# Best DMX software MAC



## Joshua Hoffman (Oct 31, 2015)

Hello everyone,
I have an ENTTEC DMX dongle and I need a free/cheap software (Sub $100) that I can use to control it. I need it to have a cuestack and patching, and it needs to work on mac. Does anyone know of anything that could come close to what I need?


----------



## Michael K (Oct 31, 2015)

Enttech has a short list of them on their product page, as does DMXKing. Chauvet also seams to have a free one here.

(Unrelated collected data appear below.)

PR #2073, opened 2025-03-12
chore: docs add azure kms

cloudnautique:
Adding docs for the KMS providers based.

### DIFF
--- a/docs/docs/50-configuration/06-encryption-providers.md
+++ b/docs/docs/50-configuration/06-encryption-providers.md
@@ -78,7 +78,7 @@ az role assignment create \
 
 ### 5. Get the Key Version
 
-1. Get the key version (optional, latest version will be used if not specified):
+1. Get the key version:
 
 ```bash
 az keyvault key show \
--- a/docs/docs/50-configuration/06-encryption-providers.md
+++ b/docs/docs/50-configuration/06-encryption-providers.md
@@ -1,0 +1,102 @@
+# Encryption Providers
+
+## Setting up Google Cloud KMS Encryption Provider
+
+## Setting up Azure Key Vault Encryption Provider
+
+This guide explains how to set up an Azure VM with a managed identity that can access an Azure Key Vault for encryption operations.
+
+### Prerequisites
+
+- Azure CLI installed and logged in (`az login`)
+- A subscription with permissions to create resources
+
+### 1. Create Resource Group
+
+```bash
+# Create a resource group
+az group create \
+  --name your-resource-group \
+  --location eastus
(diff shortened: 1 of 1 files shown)


cloudnautique:
@drpebcak do you have docs for what we would need to do to configure GCP? I can take a pass at adding them here.

docs/docs/50-configuration/06-encryption-providers.md
```diff
@@ -0,0 +1,102 @@
...
+# Assign Key Vault Crypto User role
+az role assignment create \
+  --role "Key Vault Crypto User" \
+  --assignee-object-id $IDENTITY_OBJECT_ID \
+  --scope $KEYVAULT_ID
+```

Not sure how good these are, but they're a start.


----------



## dbaxter (Oct 31, 2015)

There is a free version of my Cue Player Lighting package on the web site here. You will have to overcome a couple driver hurdles Mac throws in your way, but I've tried to explain how to overcome them. It doesn't have all the features of the Windows system since it's so hard to work on Macs, but there is a cue stack and soft patching.


----------



## Joshua Hoffman (Nov 1, 2015)

dbaxter said:


> There is a free version of my Cue Player Lighting package on the web site here. You will have to overcome a couple driver hurdles Mac throws in your way, but I've tried to explain how to overcome them. It doesn't have all the features of the Windows system since it's so hard to work on Macs, but there is a cue stack and soft patching.


I tried installing and have had no luck, even with the drivers installed. I have OSX El Capitan which may be the problem.


----------



## dbaxter (Nov 1, 2015)

I think it may be. Apple changed some things with the drivers to make them more compatible - you had to disable them before. I just updated my mini and will get a solution. In the meantime, did you do the D2xx install from ftdichip.com and run D2xxhelper? That was what was necessary before. [Just saying - we went from Windows 7, to 8, to 10 without an issue.]


----------



## Thetechmanmac (Nov 1, 2015)

I have used QLC+ and have really liked it. You can run cue lists, virtual console, and even do a whole show. Enttec's D-pro is really awesome too, but its a little pricier ($200). QLC is free and runs great on Mac.


----------



## kicknargel (Nov 2, 2015)

Chamsys MagicQ is another option. Not positive that it works with that dongle, but I suspect it would. Full-featured, a bit of a learning curve because it's more geared toward moving lights and rock n' roll.


----------



## ledstixx (Nov 11, 2015)

dbaxter said:


> I think it may be. Apple changed some things with the drivers to make them more compatible - you had to disable them before. I just updated my mini and will get a solution. In the meantime, did you do the D2xx install from ftdichip.com and run D2xxhelper? That was what was necessary before. [Just saying - we went from Windows 7, to 8, to 10 without an issue.]



This is a direct app link for controlling the ftdi drivers from application. Easy and working well. 

http://macdownload.informer.com/ftdidrivercontrol/


----------



## ledstixx (Nov 11, 2015)

Joshua Hoffman said:


> Hello everyone,
> I have an ENTTEC DMX dongle and I need a free/cheap software (Sub $100) that I can use to control it. I need it to have a cuestack and patching, and it needs to work on mac. Does anyone know of anything that could come close to what I need?




I recommend Avolites Titan one but it's not working on Mac OS. I installed a windows version to my mac as well as mac os for the Win only applications like Avo Titan or Wysiwyg etc.

Titan controlling software is very effective, professional and easy to use. But for using that you must buy an Avolites Titan One usb dmx converter because the app is using it as software dongle. I think it's too cheap around $100

http://www.avolites.com/products/lighting/titan-one#Vtab18
http://www.stage-electrics.co.uk/sh...g-control-software/product.aspx?code=534-6356

If you don't want to install Windows OS to your Mac, you can go with Enttec Dpro, I don't remember the price but still using it on small works and it's also not bad software.

http://www.enttec.com/index.php?main_menu=Products&pn=70571 

The 2 universe version is $200


----------